瀧内:貞廣先生は肝転移を抑制する目的で、肝動注を組み込んだトライアルを行われていますね。
貞廣:無作為化試験を行って、5-FUを経肝動脈で投与することによって死亡が60%近く低減されることを発表したのですが、これには追試が必要です。ただ、これまでの全身化学療法に比べて、結腸癌で最も多い再発形式である肝転移を選択的に抑えるというアプローチも成立するのではないかと提言をさせていただいています。
瀧内:坂本先生も経口抗癌剤のメタアナリシスを行っていらっしゃいますが、先生自身は日本における標準的治療をどうお考えでしょうか。
坂本:日本のクリニカルプラクティスではUFTやTS-1の単剤治療が行われていますが、現時点では経口剤のなかで本当にエビデンスがあるのはLV/UFT療法です。

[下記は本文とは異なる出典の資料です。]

PR #673, opened 2018-02-25
Add EIP155 Transaction test to eth_account tests

dylanjw:
### What was wrong?

It was noted in #649 that EIP155 transactions fail against eth_tester/py-evm, and that were no existing tests cases covering this.

### How was it fixed?

A test was added to tests/core/eth-module/test_accounts.py sending the raw transaction to eth_tester.

#### Cute Animal Picture

Cute animal picture

### DIFF
--- a/tests/core/eth-module/test_accounts.py
+++ b/tests/core/eth-module/test_accounts.py
@@ -383,7 +383,7 @@ def test_eth_account_prepared_encrypt(acct, web3js_key, web3js_password):
 
 @pytest.mark.xfail
 @pytest.mark.parametrize(
-    'txn, private_key, expected_raw_tx, tx_hash, r, s, v',
+    'expected_txn, raw_tx, expected_tx_hash, r, s, v',
     (
         (
             {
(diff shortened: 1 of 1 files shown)


dylanjw:
I marked the failing test xfail, since this is not a web3.py bug, and probably requires changes to py-evm to be less strict with the recovery id and to conform to eip155.

tests/core/eth-module/test_accounts.py
```diff
@@ -371,3 +379,52 @@ def test_eth_account_prepared_encrypt(acct, web3js_key, web3js_password):
...
+    ids=['web3js_example', '31byte_r_and_s'],
+)
+def test_eth_account_sign_and_send_EIP155_transaction_to_eth_tester(
+        w3,
+        txn,
+        private_key,
+        expected_raw_tx,
+        tx_hash,
+        r, s, v):
+    w3.eth.sendRawTransaction(expected_raw_tx)
```
carver: We can catch a lot more problems by checking the value after sending, like:

```py
actual_txn_hash = w3.eth.sendRawTransaction(expected_raw_tx)
assert actual_txn_hash == expected_txn_hash
actual_txn = w3.eth.getTransaction(txn_hash)
for key in {'to', 'value', ..., 'chainId'}:
    assert actual_txn[key] == txn[key]
assert actual_txn.r == r
assert actual_txn.s == s
assert actual_txn.v == v
```

tests/core/eth-module/test_accounts.py
```diff
@@ -371,3 +379,52 @@ def test_eth_account_prepared_encrypt(acct, web3js_key, web3js_password):
     decrypted_key = acct.decrypt(encrypted, web3js_password)
 
     assert decrypted_key == to_bytes(hexstr=web3js_key)
+
+
+@pytest.mark.xfail
+@pytest.mark.parametrize(
+    'txn, private_key, expected_raw_tx, tx_hash, r, s, v',
```
carver: A couple of these variable names could be updated in this context:

- `txn` -> `expected_txn`
- `expected_raw_tx` -> `raw_txn`
- `private_key` can be deleted
- `tx_hash` -> `expected_txn_hash`

carver:
The Travis run is only breaking because it's using the `.travis.yml` from the branch instead of master. Since everything else looks good, including the same tests on circleci, I'll go ahead and merge.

瀧内:海外ではLV/5-FUをベースにいろんな薬剤を加えて検討する戦略をとってきていますね。L-OHPの追加では非常によい成績が得られたので、次のステップとしては当然、転移性大腸癌で良好なデータが出ている分子標的薬を術後補助化学療法にも加えていく戦略が見え隠れするわけですが。
大津:現在進行中のAVANT試験では、FOLFOX 4±bevacizumabとXELOX+bevacizmabの試験が進行中で、われわれも含め日本からも5施設程度、参加予定です。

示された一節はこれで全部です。